Reserve Requirements of Depository Institutions
The Board is amending Regulation D, Reserve Requirements of Depository Institutions, to reflect the annual indexing of the reserve requirement exemption amount and the low reserve tranche for 2013. The Regulation D amendments set the amount of total reservable liabilities of each depository institution that is subject to a zero percent reserve requirement in 2013 at 12.4 million (from $11.5 million in 2012). This amount is known as the reserve requirement exemption amount. The Regulation D amendments also set the amount of net transaction accounts at each depository institution (over the reserve requirement exemption amount) that is subject to a three percent reserve requirement in 2013 at $79.5 million (from $71.0 million in 2012). This amount is known as the low reserve tranche. The adjustments to both of these amounts are derived using statutory formulas specified in the Federal Reserve Act. The Board is also announcing changes in two other amounts, the nonexempt deposit cutoff level and the reduced reporting limit, that are used to determine the frequency at which depository institutions must submit deposit reports.
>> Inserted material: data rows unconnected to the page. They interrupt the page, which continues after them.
PR #2112, opened 2019-02-26
Implement custom wrapper for secp256k1

### LINKED ISSUE #1991: [bug] LGPL code included in liberally licensed repo
Thanks for open sourcing this, looks awesome.

But I noticed the `crypto` pkg copied over from go-ethereum is LGPL licensed, which in my understanding is incompatible with Apache/MIT.

dignifiedquire:
Resolves #1991 

I would also suggest to do rename the package to `secp256k1` given that bls signatures are coming soon. And then as a follow up create the structure like this
- `crypto`
  - `crypto/secp256k1`
  - `crypto/bls`


frrist:
Looks like the failing test is `TestMinerCreate` due to timeout, will investigate.

dignifiedquire:
LGTM

crypto/crypto.go
```diff
@@ -1,128 +1,68 @@
...
-	return BytesToECDSA(b)
-}
 
-// GenerateKey generates an ecdsa private key
-func GenerateKey() (*ecdsa.PrivateKey, error) {
-	return GenerateKeyFromSeed(rand.Reader)
+	privkey := make([]byte, PrivateKeyBytes)
+	blob := key.D.Bytes()
+
+	copy(privkey[PrivateKeyBytes-len(blob):], blob)
```
anorth: Please document the context/intent for this. I don't understand why it's needed. When could it blob not be the right length? What if blob is longer than PrivateKeyBytes?

wallet/dsbackend.go
```diff
@@ -145,18 +143,13 @@ func (backend *DSBackend) SignBytes(data []byte, addr address.Address) (types.Si
...
-	return wutil.Sign(privateKey, data)
+	return wutil.Sign(ki.Key(), data)
 }
 
 // Verify cryptographically verifies that 'sig' is the signed hash of 'data' with
 // the public key `pk`.
-func (backend *DSBackend) Verify(data []byte, pk []byte, sig types.Signature) (bool, error) {
-	return wutil.Verify(pk, data, sig)
+func (backend *DSBackend) Verify(data, pk []byte, sig types.Signature) (bool, error) {
+	return crypto.Verify(pk, data, sig), nil
```
anorth: This appears to be the only implementation of the interface, so drop the error return value.

crypto/crypto.go
frrist: @dignifiedquire can you chime in on this one? I am unsure.

crypto/crypto.go
```diff
@@ -1,128 +1,68 @@
...
 
-// BytesToECDSAPub creates a public key with the given `pub` value.
-func BytesToECDSAPub(pub []byte) *ecdsa.PublicKey {
-	if len(pub) == 0 {
-		return nil
+// Verify checks the given signature and returns true if it is valid.
+func Verify(pk, msg, signature []byte) bool {
+	if len(signature) == 65 {
+		// Drop the V in [R | S | V] style signatures
+		return secp256k1.VerifySignature(pk[:], msg, signature[:len(signature)-2])
```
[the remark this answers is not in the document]
dignifiedquire: thank you for catching, fixed

crypto/crypto.go
dignifiedquire: Unless the elliptic curve implementation is broken this has a fixed size, always as the serialization for these points is defined to be a fixed byte size for this particular curve

anorth: Ok. It would help less familiar reads to leave a comment here to that effect.

crypto/crypto.go
```diff
@@ -1,128 +1,69 @@
...
 }
 
-// BytesToECDSAPub creates a public key with the given `pub` value.
-func BytesToECDSAPub(pub []byte) *ecdsa.PublicKey {
-	if len(pub) == 0 {
-		return nil
+// Verify checks the given signature and returns true if it is valid.
+func Verify(pk, msg, signature []byte) bool {
+	if len(signature) == 65 {
+		// Drop the V (1byte) in [R | S | V] style signatures.
```
phritz: in a brief comment can you say something about what this means for the unfamilar? seems weird to accommodate some other format.

crypto/crypto_test.go
```diff
@@ -1,88 +1,60 @@
...
-	sig, err := Sign(msg[:], key)
-	assert.NoError(err)
-
-	// recover a public key from a message and a signature, it should be
-	// equal to the previously generated public key
-	recPub, err := Ecrecover(msg[:], sig)
-	assert.NoError(err)
-	assert.Equal(expPub, recPub)
+	assert.Equal(len(sk), 32)
+	assert.NotEqual(sk[0], 0)
```
phritz: why not zero? please add a comment for the unfamiliar whose reaction to seeing this line like is that it is going to flake 1/256 runs.

crypto/crypto_test.go
```diff
@@ -1,88 +1,60 @@
...
+	msg2 := make([]byte, 32)
+	copy(msg2, msg)
+	msg2[0] = 1
+	msg2[1] = 255
+	assert.False(crypto.Verify(pk, msg2, digest))
+
+	// invalid signature - different digest
+	digest2 := make([]byte, 65)
+	copy(digest2, digest)
+	digest2[0] = 1
```
whyrusleeping: so does the test fail if `digest[0:2] == []byte{1,255}` ? should happen every 1/2^16 runs

frrist: sure does:
```
frrist@pine ~/s/g/f/g/crypto (switch-crypto)> go test -count=25600 ./...
--- FAIL: TestGenerateKey (0.00s)
    crypto_test.go:46: 
                Error Trace:    crypto_test.go:46
                Error:          Should be false
                Test:           TestGenerateKey
FAIL
FAIL    github.com/filecoin-project/go-filecoin/crypto  30.080s
```
will fix

dignifiedquire: ups

frrist:
@phritz @anorth @whyrusleeping @dignifiedquire want to double check we are good to merge here, after addressing more comments, any objects?

Issue #2032, opened 2019-02-20
[bug] `pubKey` field in `createMiner` messages is null


mslipper:
**Describe the bug**
Take a look at block height 12925, transaction index 5, on the user devnet. You'll see that it's a `createMiner` message with the message params `g0EK9lgiEiCQIEGVW4dOtQy6yuSsBbCCBvtM2Hjrv7z7SqJNAoJsWw==`. When these params are ABI-decoded, the following result pops out:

Reimbursement to Financial Institutions for Providing Financial Records; Recordkeeping Requirements for Certain Financial Records
The Board of Governors (Board) is amending its regulation which governs recordkeeping and reporting requirements for funds transfers and transmittals of funds, to conform the citations and references to organizational changes adopted by the Director of the Financial Crimes Enforcement Network (FinCEN) in 2010.
Annual Company-Run Stress Test Requirements for Banking Organizations With Total Consolidated Assets Over $10 Billion Other Than Covered Companies
The Dodd-Frank Wall Street Reform and Consumer Protection Act (Dodd-Frank Act or Act) requires the Board to issue regulations that require financial companies with total consolidated assets of more than $10 billion and for which the Board is the primary federal financial regulatory agency to conduct stress tests on an annual basis. The Board is adopting this final rule to implement the company-run stress test requirements in the Dodd-Frank Act regarding company-run stress tests for bank holding companies with total consolidated assets greater than $10 billion but less than $50 billion and state member banks and savings and loan holding companies with total consolidated assets greater than $10 billion. This final rule does not apply to any banking organization with total consolidated assets of less than $10 billion. Furthermore, implementation of the stress testing requirements for bank holding companies, savings and loan holding companies, and state member banks with total consolidated assets of greater than $10 billion but less than $50 billion is delayed until September 2013.
Supervisory and Company-Run Stress Test Requirements for Covered Companies
The Dodd-Frank Wall Street Reform and Consumer Protection Act (Dodd-Frank Act or Act) requires the Board to conduct annual stress tests of bank holding companies with total consolidated assets of $50 billion or more and nonbank financial companies the Financial Stability Oversight Council (Council) designates for supervision by the Board (nonbank covered companies, and together, with bank holding companies with total consolidated assets of $50 billion or more, covered companies) and also requires the Board to issue regulations that require covered companies to conduct stress tests semi-annually. The Board is adopting this final rule to implement the stress test requirements for covered companies established in the Dodd-Frank Act. This final rule does not apply to any banking organization with total consolidated assets of less than $50 billion. Furthermore, implementation of the stress testing requirements for bank holding companies that did not participate in the Supervisory Capital Assessment Program is delayed until September 2013.